Search code examples
calgorithmsubstringknuth-morris-prattrabin-karp

O(n) substring algorithm


so i've been researching about substring searching algorithms and found out that most algorithms like the kmp and the rabin-karp algorithm need an extra amount of time complexity for preprocessing time before doing some string matching. is there any benefit in doing so? and why wouldn't they simply skip to the string matching instantly so that the big-O time complexity does not drop to O(m+n)? I tried creating a substring algorithm that i believe is O(n) (please correct me if i'm wrong), by simply skipping the preprocessing time. And i'm wondering why do people don't do it this way instead, please refer to the C code below.

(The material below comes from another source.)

PR #796, opened 2018-09-28
DA-741 mm/cancel physical measurements

Seeker1911:
Added the ability to cancel or restore a physical measurement order.


rest-api/dao/physical_measurements_dao.py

int search(char hay[], char needle[], int hayLen, int needleLen){
    int found;
    int i = 0;

    while (i < (hayLen - needleLen + 1)){
        if (hay[i] == needle[0]){
            found = 1;
            for (int j=0; j<needleLen; j++){
                if (hay[i] != needle[j]){
                    found = 0;
                    break;
                }
                i++;
            }
            if (found)
                return i - needleLen;
        }
        else
            i++;
    }
    return -1;
}

edit:

removed the strlen function to avoid any unwanted time complexities


Solution

  • Honestly not a terrible question. I think most of us have tried making a solution like this when trying to make a string-finding algorithm before discovering KMP. The answer is that this greedy algorithm doesn’t work — it never goes backwards in i. You may think “aha! this is the start of the needle!” and progress forwards until discovering “uh-oh! this isn’t the whole needle!”. In this algorithm, we then progress only forwards, continuing to search for the start of the needle. However, the start of the actual needle may have been what you thought was a middle character while trying to greedily match as much of the needle as possible.

    For example, aab and aaab. It’s not until the third a that you realize “uh-oh, this isn’t the needle after all”, and a thorough O(nm) algorithm then starts again from the second position, but your algorithm just marches forward, and never realizes the aab that starts on the second position. KMP solves this by kind of noting which parts of the needle in the middle could also be potential starting points for the needle.